# Question about Showcase



## NGE42 (Mar 22, 2012)

Are the cspire, ntelos, alltel and us cellular showcases considered "generic cdma" showcases? I can't get a real straight answer with google. I know my battery says vzw after the serial number, but on the phone itself under the battety, it lists as an i500a.


----------



## larryp1962 (Aug 31, 2011)

C spire and us cellular are NOT generic Ibeleive alltel isnt generic either

ntelos is generic


----------



## NGE42 (Mar 22, 2012)

Hmm ok. Thanks for the info.


----------



## JWnSC (Jul 20, 2011)

One way to tell is, the notification pulldown will say "HOME" on a generic showcase.

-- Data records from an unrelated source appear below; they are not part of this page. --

PR #1522, opened 2022-01-04
Fix 3 spec failures due to change in year

edavey:
These specs failed once the year changed from 2021 to 2022.

We now use the Rails time-travelling test helper
(`ActiveSupport::Testing::TimeHelpers#travel_to`) to lock
our examples to mid-Dec 2021.


shuldt (approved):
Took me a second to figure out why the timezone was being passed in hardcoded but yup, that's fine

PR #1533, opened 2022-01-19
Upgrade standard and parser to avoid warning

rgarner:
## Changes in this PR

Upgrade from very old `0.1.8` `standard` to `1.5.0`. We were manually pinning `parser` to `~> 2.6.3.0` and that was generating the parser warning on the beginning of every test suite.

Avoid bumping Ruby to 2.7.5 right this second; this will make the job a bit easier when we come to do it. Acknowledge that pinning `parser` has the effect of potentially generating the parser warning whenever we upgrade Ruby (although Rubocop has since been patched to silence the warning so will no longer be a source), and we'll need to manually move it along in the Gemfile when we do so.

See https://github.com/rubocop/rubocop/issues/9700#issuecomment-821301333 for details

## Next steps


edavey (approved):
thanks for fixing this super-annoying issue and moving us forward to the latest "standard" syntax! 

It seems like these style issues (e.g. is a comma after the last item in a list a good thing?) can never be settled definitively.

rgarner:
@edavey you're welcome. I'm not sure it can be merged though. It doesn't look like the build works when the PR comes from a fork. Might have to re-open local to this repo tomorrow now I have full push access.

rgarner:
[Ruby parser](https://trello.com/c/DvrE8UEi/2292-ruby-parser)

rgarner:
Closing due to fork build issue in favour of #1537

PR #1534, opened 2022-01-19
Add IF EXISTS to DROP commands for databases/extensions

dragon-dxw:
If a database or extension does not exist, attempting to DROP it
fails and halts the restore process. Specifically, `postgis` did
not exist as an extension when installing a local development
environment for me.

```
==> Removing extraneous Postgres extensions...
NOTICE:  extension "postgis" does not exist, skipping
DROP EXTENSION
```

## Next steps

None.


edavey (approved):
Thanks for fixing this -- one less gotcha to remember to play past...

Sent from my SCH-I500 using RootzWiki


----------



## NGE42 (Mar 22, 2012)

Well, then Alltel has generic Showcases apparently  Does this help or hinder in installing roms? Or just make it a pain in the butt tracking down stuff to fix bricks?


----------



## JWnSC (Jul 20, 2011)

Thats just one way, check the build prop also to see if you see this line " ro.product.brand=acg".

Sent from my SCH-I500 using RootzWiki


----------



## NGE42 (Mar 22, 2012)

Looks like we are batting 1000, build.prop shows that exact line. Okie dokie, thanks for the info.


----------